Skipping Stone vs Mizzle
Skipping Stone is a Benjamin Moore color while Mizzle comes from Farrow & Ball. Skipping Stone reads as beige-greige, while Mizzle reads as grey — two distinct hue families, not close cousins. At LRV 62 vs 52, Skipping Stone will read as the brighter of the two — a 10-point gap that matters most in north-facing or low-light rooms. The tonal difference — Skipping Stone's yellow and red character against Mizzle's warm — becomes most visible against white trim or in morning light. At ΔE 6.1, the difference is perceptible but not dramatic — the two can work harmoniously in the same space. Below you'll find 1 real-room photo comparison where both colors appear side by side, plus 5 simulated room previews.

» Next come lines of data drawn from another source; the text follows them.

PR #13368, opened 2020-02-17
HPCC-23354 Supply an example helm chart and other docs

richardkchapman:
Work in progress, but I think the concept is promising enough to review and
merge as a basis for future development.

## Type of change:

## Checklist:
  - [x] The commit is signed.
  - [ ] Scalability
  - [ ] Performance
  - [ ] Security
  - [ ] Thread-safety
  - [x] Cloud-compatibility
  - [ ] Premature optimization

## Smoketest:

## Testing:
Manual testing. Note that some other PRs opened today are required for the helm chart to work.


richardkchapman:
@xwang2713 Please review

dockerfiles/hpcc/files/roxie.yaml
```diff
@@ -0,0 +1,3 @@
+poo: "{{ $.Values.global.image.version }}"
```
richardkchapman: This is a test file only... should be replaced with something better once we support yaml reading

dockerfiles/hpcc/templates/_util.tpl
```diff
@@ -0,0 +1,86 @@
...
+
+{{- /* Add dali arg for a component */ -}}
+{{- define "hpcc.utils.daliArg" -}}
+"--daliServers={{ (index .Values.dali 0).name }}"
+{{- end -}}
+
+{{- /* Add image attributes for a component */ -}}
+{{- /* Pass in a dictionary with root and imagename defined */ -}}
+{{- define "hpcc.utils.addImageAttrs" -}}
+image: "hpccsystems/{{ .imagename }}:{{ .root.Values.global.image.version }}"
```
xwang2713: image repo first part probably can be a variable as well. It will be convenient for non Docker Hub hosting or some other cases in which the images are not hosted under hpccsystems in Docker Hub.

dockerfiles/hpcc/templates/dllserver-claim.yaml
```diff
@@ -8,4 +8,4 @@ spec:
     - ReadWriteMany
```
xwang2713: This is for local hostPath or NFS type, right?  For dynamic EBS or similar we probably should use StatefullSet instead which probably will be hard to make both "Deployment" and "StatefulSet" implementation in one Helm/Charts

dockerfiles/cleanup.sh
```diff
@@ -0,0 +1,12 @@
+#!/bin/bash
+
+# clean up old images
+
+docker rm $(docker ps -q -f 'status=exited')
```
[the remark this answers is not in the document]
richardkchapman: This is a utility script for developers - if they don't want to run it, they don't have to...

dockerfiles/hpcc/templates/dllserver-claim.yaml
richardkchapman: At the moment I'm only trying to support local hostPath.

I suspect for other types of location we can make entirely different dllserver/dllserver-claim templates.

dockerfiles/cleanup.sh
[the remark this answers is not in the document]
richardkchapman: I added a flag to control this

dockerfiles/hpcc/templates/_util.tpl
richardkchapman: I will allow it to be overridden

xwang2713: Actually I wonder users may want to change one component Docker image, for example, Dali. Should we provide an image variable for each component in values.yaml. If this is empty just do the normal path, otherwise users can use whatever Docker image they want, most likely with "helm upgrade".

xwang2713 (commented):
Looks good

dockerfiles/hpcc/templates/_util.tpl
richardkchapman: I think we will want to be able to override individual versions at some point - but I'll open a separate Jira for that.

PR #13380, opened 2020-02-19
HPCC-23378 Add YAML read and loadConfiguration support to jptree

afishbeck:

## Type of change:

## Checklist:
  - [ ] The commit is signed.
  - [ ] Scalability
  - [ ] Performance
  - [ ] Security
  - [ ] Thread-safety
  - [ ] Cloud-compatibility
  - [ ] Premature optimization

## Smoketest:

### DIFF
--- a/.gitmodules
+++ b/.gitmodules
@@ -46,3 +46,6 @@
 [submodule "system/aeron"]
 	path = system/aeron
 	url = https://github.com/hpcc-systems/aeron.git
+[submodule "system/libyaml"]
+	path = system/libyaml
+	url = https://github.com/hpcc-systems/libyaml.git
--- a/system/jlib/jptree.cpp
+++ b/system/jlib/jptree.cpp
@@ -24,6 +24,7 @@
 #include "jlzw.hpp"
 #include "jregexp.hpp"
 #include "jstring.hpp"
+#include "yaml.h"
 
 #ifdef __APPLE__
 #include <crt_externs.h>
@@ -7732,10 +7733,7 @@ static IPropertyTree * loadConfiguration(const char * filename, const char * com
     const char * ext = pathExtension(filename);
     Owned<IPropertyTree> configTree;
     if (strieq(ext, ".yaml"))
-    {
-        throw makeStringExceptionV(99, "YAML Configuration file %s not yet supported", filename);
-        //MORE: Translate Tags to attributes if they start with a lower case letter
-    }
+        configTree.setown(createPTreeFromYAMLFile(filename, 0, ptr_ignoreWhiteSpace, nullptr));
     else if (strieq(ext, ".json"))
     {
         configTree.setown(createPTreeFromJSONFile(filename, 0, ptr_ignoreWhiteSpace, nullptr));
@@ -7804,7 +7802,7 @@ IPropertyTree * createPTreeFromYAML(const char * yaml)
     if (*yaml == '{')
         return createPTreeFromJSONString(yaml, 0, ptr_ignoreWhiteSpace, nullptr);
 
-    throw makeStringExceptionV(99, "Someone needs to implement a YAML parser");
+    return createPTreeFromYAMLString(yaml, 0, ptr_ignoreWhiteSpace, nullptr);
 }
 
 static const char * extractOption(const char * option, const char * cur)
@@ -7880,11 +7878,13 @@ jlib_decl IPropertyTree * loadConfiguration(const char * defaultYaml, const char
         componentDefault.set(defaultConfig->queryPropTree(componentTag));
         if (!componentDefault)
             throw makeStringExceptionV(99, "Default configuration does not contain the tag %s", componentTag);
+        if (*defaultYaml=='{')
+            componentDefault.setown(mapJsonToXmlConfig(componentDefault));
     }
     else
         componentDefault.setown(createPTree(componentTag));
 
-    Owned<IPropertyTree> config(mapJsonToXmlConfig(componentDefault));
+    Linked<IPropertyTree> config(componentDefault);
     const char * optConfig = nullptr;
     bool outputConfig = false;
     for (const char * * pArg = argv; *pArg; pArg++)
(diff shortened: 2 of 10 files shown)


afishbeck:
@richardkchapman Yaml part 1, who should review?
Note that switching the defaultJson to defaultYaml could be considered an initial test case
Who can review submodule and cmake chnages?

to test:
roxie --outputconfig --config=roxie.yaml
agentexec  --outputconfig --config=config.yaml
eclccserver --outputconfig --config=eclccserver.yaml

afishbeck:
converted to direct source for now.  there was a timing issue building the submodule with multiple make threads.  Trying to pass a setting variable that wasn't recognized if the thread count was too high.

system/jlib/jptree.cpp
```diff
@@ -7881,11 +7879,13 @@ jlib_decl IPropertyTree * loadConfiguration(const char * defaultYaml, const char
         componentDefault.set(defaultConfig->queryPropTree(componentTag));
         if (!componentDefault)
             throw makeStringExceptionV(99, "Default configuration does not contain the tag %s", componentTag);
+        if (*defaultYaml=='{')
+            componentDefault.setown(mapJsonToXmlConfig(componentDefault));
     }
     else
         componentDefault.setown(createPTree(componentTag));
 
-    Owned<IPropertyTree> config(mapJsonToXmlConfig(componentDefault));
```
richardkchapman: Not sure about this change... I think you are trying to do the mapping if json passed in but not if yaml is, but I would think the mapping is needed in both cases

richardkchapman: Looks like you did the mapping (#text, lowercase implies attribute) in the yaml reader instead.

Not sure what I think about that - @ghalliday will probably need to comment.

afishbeck: We do something similar in JSON.  Although I just realized we don't use "#text" we use "#value".  There are things that we can represent in PTREE and xml that we can't in JSON and YAML.  Supporting this natively allows us to.

XML -> JSON -> YAML -> XML without loosing as much information.
In this case its:
<tag at="1">text or value/<tag>
If fromYAML and toYAML both recognize #value or #text or whatever then that info can be preserved without a user realizing.
Internal XPATH users would  currently realize though, but we could probably add support somehow if we add support complex tag names.

afishbeck: The native lower case to attribute mapping would have one side effect:
xml -> yaml -> xml could leave you with more as attributes than the original xml.

afishbeck: Really all named scalars could be attributes when reading from Yaml, but:
  - no way to prevent really large content attributes.. how much does that matter?  Doesn't look great serializing to XML.
  - would be even less symmetric when translating back and forth

afishbeck:
@richardkchapman updated

Couldn't get libyaml to work using saving and setting "BUILD_SHARED_LIBS" so modified my local fork and opened a PR on the HPCC-SYSTEM libyaml fork.  We can move to that if you merge that PR.

Note about YAML to PTREE mappings (no specific config mapping should be necessary):
Sequence items (arrays) are always elements.

By default I now load ALL YAML scalars as attributes.  ToYAML should write all attributes as scalars.
```
x:
  a: "zzz"
  b: true

is loaded as:
<x a="zzz" b="true"/>


But To store as an element I've used a local tag (a custom type tagged "!el" or "!element"):
x:
  a: zzz
  b: !el true

is loaded as:
<x a="zzz">
  <b>true</b>
</x>

To store as the text of the parent element use local tag and name the scalar ^:
x:
  a: zzz
  b: true
  ^: !el how now  #could add support without !el tag but wanted to be explicit first pass

is loaded as:
<x a="zzz" b="true">how now</x>

```

richardkchapman:
I merged your PR into our libyaml fork

.gitmodules
```diff
@@ -46,3 +46,6 @@
 [submodule "system/aeron"]
 	path = system/aeron
 	url = https://github.com/hpcc-systems/aeron.git
+[submodule "system/libyaml"]
+	path = system/libyaml
+	url = https://github.com/afishbeck/libyaml.git
```
richardkchapman: Needs to refer to hpcc-systems

system/jlib/jptree.cpp
```diff
@@ -7961,3 +7961,262 @@ jlib_decl IPropertyTree * loadConfiguration(const char * defaultYaml, const char
...
+            iEvent->beginNode(tagname, parser.offset);
+
+        yaml_event_t event;
+        yaml_event_type_t eventType = YAML_NO_EVENT;
+
+        while (eventType!=YAML_MAPPING_END_EVENT)
+        {
+            eventType = nextEvent(event, YAML_MAPPING_END_EVENT, YAML_SCALAR_EVENT, "expected map to start with scalar name");
+            if (eventType==YAML_MAPPING_END_EVENT)
+                continue;
```
ghalliday: minor: Should this also call yaml_event_delete(&event)?  I suspect it will have no effect,

system/jlib/jptree.cpp
```diff
@@ -7961,3 +7961,262 @@ jlib_decl IPropertyTree * loadConfiguration(const char * defaultYaml, const char
...
+                    else
+                    {
+                        iEvent->beginNode(name, parser.offset);
+                        iEvent->endNode(name, event.data.scalar.length, (const void *) event.data.scalar.value, false, parser.offset);
+                    }
+                }
+                else //by default all named scalars are ptree attributes
+                {
+                    name.insert(0, '@');
+                    StringAttr value((const char *) event.data.scalar.value, event.data.scalar.length);
```
ghalliday: minor: If typical length is < 16 characters then a local StringBuffer may be more efficient.  Even more efficient would be a way of avoiding creating a temporary.

system/jlib/jptree.cpp
```diff
@@ -7881,11 +7879,13 @@ jlib_decl IPropertyTree * loadConfiguration(const char * defaultYaml, const char
...
         if (!componentDefault)
             throw makeStringExceptionV(99, "Default configuration does not contain the tag %s", componentTag);
+        if (*defaultYaml=='{')
+            componentDefault.setown(mapJsonToXmlConfig(componentDefault));
     }
     else
         componentDefault.setown(createPTree(componentTag));
 
-    Owned<IPropertyTree> config(mapJsonToXmlConfig(componentDefault));
+    Owned<IPropertyTree> config(componentDefault);
```
ghalliday: This should be Linked rather than Owned, since it isn't taking ownership.  (I think for some strange reason this code may  work with Owned.)

system/jlib/jptree.cpp
```diff
@@ -7961,3 +7961,262 @@ jlib_decl IPropertyTree * loadConfiguration(const char * defaultYaml, const char
...
+                loadMap(name);
+                break;
+            case YAML_SEQUENCE_START_EVENT:
+                loadSequence(name);
+                break;
+            case YAML_SCALAR_EVENT:
+            {
+                //!el or !element will be our local tag (custom schema type) for an element
+                //ptree toYAML should set this for element scalars, and parent text content
+                if (event.data.scalar.tag && (streq((const char *)event.data.scalar.tag, "!el") || streq((const char *)event.data.scalar.tag, "!element")))
```
ghalliday: Worth having an example of the syntax.  More broadly it would be worth having a comment (in the header) that documents how the yaml content is mapped to the IPropertyTree.

ghalliday (commented):
Looks good.
Is there a separate jira for generating a YAML file from an IPropertyTree?

afishbeck:
Rebased.  This area is a moving target.  Will address Gavin's comments shortly.

system/jlib/jptree.cpp
afishbeck: Agreed.  No leaks detected but could change.

system/jlib/jptree.cpp
afishbeck: A bit unfortunate that setAttribute() requires the '@' since it is implied.  I may be able to avoid the insert.

AttilaVamos:
Those wutool test errors related to  FSDiskFullWriteError are not related to this PR. They are result of a some kind of environment issues, but I think the disk is not full.

system/jlib/jptree.cpp
afishbeck: actually value does seem to be null terminated, so should be able to use directly.

system/jlib/jptree.cpp
afishbeck: actually value does seem to be null terminated, so should be able to use directly.

afishbeck:
@ghalliday updated, addressed each of your comments.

Skipping Stone vs Mizzle in Real Spaces
1 real room side by side. Skipping Stone and Mizzle are close enough that the difference can be hard to judge from a chip alone — these photos show how each reads at scale, across different spaces and lighting conditions.
Kitchen Cabinets
On cabinetry, undertone and temperature become more pronounced against countertops and hardware. The LRV gap is large enough that Skipping Stone will make the room feel meaningfully brighter than Mizzle would.
Color Details
Skipping Stone vs Mizzle Simulated Comparison
5 simulated room previews — drag the slider on each to see Skipping Stone on one side and Mizzle on the other.
Digital color is approximate. These simulations are generated from the manufacturer's hex values and overlaid on grayscale room photos — your screen's calibration, brightness, and viewing angle all affect how they render. Before committing to either color, test physical samples in your own space under the light you actually live with.
More Skipping Stone comparisons
See how Skipping Stone stacks up against other well-photographed colors across different brands and tones.